Ein Blog, welches minutiös Hunde und Möbel irgendwelcher ÖRR-Videos auflistet, aber stets Wichtiges auslässt – was meinen die Schwedendemokraten zur Klimahysterie? Was zur notwendigen Aussöhnung mit Russland und China?

BeastofBurden
1 Stunde her

Dumm, dümmer, deutsch.

Das Meme mit dem Hund, der inmitten lodernder Flammen vor einer Tasse Kaffee sitzt und „This is fine“ sagt, passt genau.

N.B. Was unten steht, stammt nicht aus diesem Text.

PR #1530, opened 2024-11-08
Resource Limit per Dataset

JVickery-TBS:
feat(dev): max resources;

- Max resources per dataset.

### DIFF
--- a/ckanext/canada/helpers.py
+++ b/ckanext/canada/helpers.py
@@ -901,3 +901,9 @@ def is_user_locked(user_name):
         return True
 
     return False
+
+
+def max_resources_per_dataset():
+    max_resource_count = config.get('ckanext.canada.max_resources_per_dataset', None)
+    if max_resource_count:
+        return int(max_resource_count)
--- a/ckanext/canada/templates/package/new_resource.html
+++ b/ckanext/canada/templates/package/new_resource.html
@@ -8,7 +8,7 @@
 
 {% block form %}
   {% set max_resource_count = h.max_resources_per_dataset() %}
-  {% if g.is_registry and max_resource_count and (pkg_dict.resources|length + 1) > max_resource_count %}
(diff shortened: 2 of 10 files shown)


ckanext/canada/helpers.py
```diff
@@ -901,3 +901,9 @@ def is_user_locked(user_name):
         return True
 
     return False
+
+
+def max_resources_per_dataset():
+    max_resource_count = config.get('ckanext.canada.max_resources_per_dataset', None)
```
wardi, line 907: Use an integer instead of None here to prevent an exception

ckanext/canada/templates/package/new_resource.html
```diff
@@ -6,6 +6,27 @@
   </div>
 {% endblock %}
 
+{% block form %}
+  {% set max_resource_count = h.max_resources_per_dataset() %}
+  {% if g.is_registry and max_resource_count and (pkg_dict.resources|length + 1) > max_resource_count %}
```
wardi, line 11:
```suggestion
  {% if g.is_registry and max_resource_count and pkg_dict.resources|length >= max_resource_count %}
```

ckanext/canada/validators.py
```diff
@@ -531,3 +531,35 @@ def protect_registry_access(key, data, errors, context):
...
+
+    new_resource_count = len(set(k[1] for k in data.keys() if k[0] == 'resources'))
+    if not new_resource_count:
+        return
+
+    current_resource_count = model.Session.query(model.Resource.id)\
+        .filter(model.Resource.package_id == package_id)\
+        .filter(model.Resource.state == 'active').count()
+    if not current_resource_count:
+        return
```
wardi, line 554: I'd move this into the `if new_resource_count > int(max_resource_count):` block so you can skip the extra db query most of the time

Während die Brandmauer die Feuerwehrleute draußen hält, hat sich das Feuer längst in allen Innenräumen ausgebreitet.

„Deutsch sein heißt, eine Sache um ihrer selbst willen tun.“ Fiat murus ignis et pereat mundus.

JamesBond
1 Stunde her

„Unsere Regierung“ bekämpft mit allen Mitteln die arbeitende Bevölkerung, um die Brandmauer zu erhalten und unsere Steuergelder für jeden außer dem der arbeitet im Land (Stichwort Bürgergeld) und in aller Welt zu verteilen!
Die Liste wird länger und länger:
– höchstmögliche Steuer- und Abgabenlast
– Superpreise für Energie
– Abschaffung der Mitversicherung von Ehegatten
– Einschränkung der Meinungsfreiheit
– Einschränkung der unternehmerischen Freiheit
– Abzocke durch illegale Praktiken bei Steuerprüfungen
…..

Last edited 1 Stunde her by JamesBond
Sonny
1 Stunde her

In den umliegenden, europäischen Ländern scheint sich tatsächlich irgendetwas ähnliches wie Intelligenz durchzusetzen.
Bis aber die deutschen Wähler tatsächlich aufgewacht sind, gibt es hier nichts mehr zu retten. Dann sind sowieso nur noch „Aufräumkosten“ und Neuanfang angesagt.
Ich hoffe, es werden nach dem deutschen Totalzusammenbruch wieder etwas wie die Nürnberger Prozesse stattfinden. Angefangen mit einer Hauptangeklagten namens merkel und fortgesetzt bis zu diesem unsäglichen, heutigen Kanzlerdarsteller. Da gibt es Tausende, die auf die Anklagebank gehören.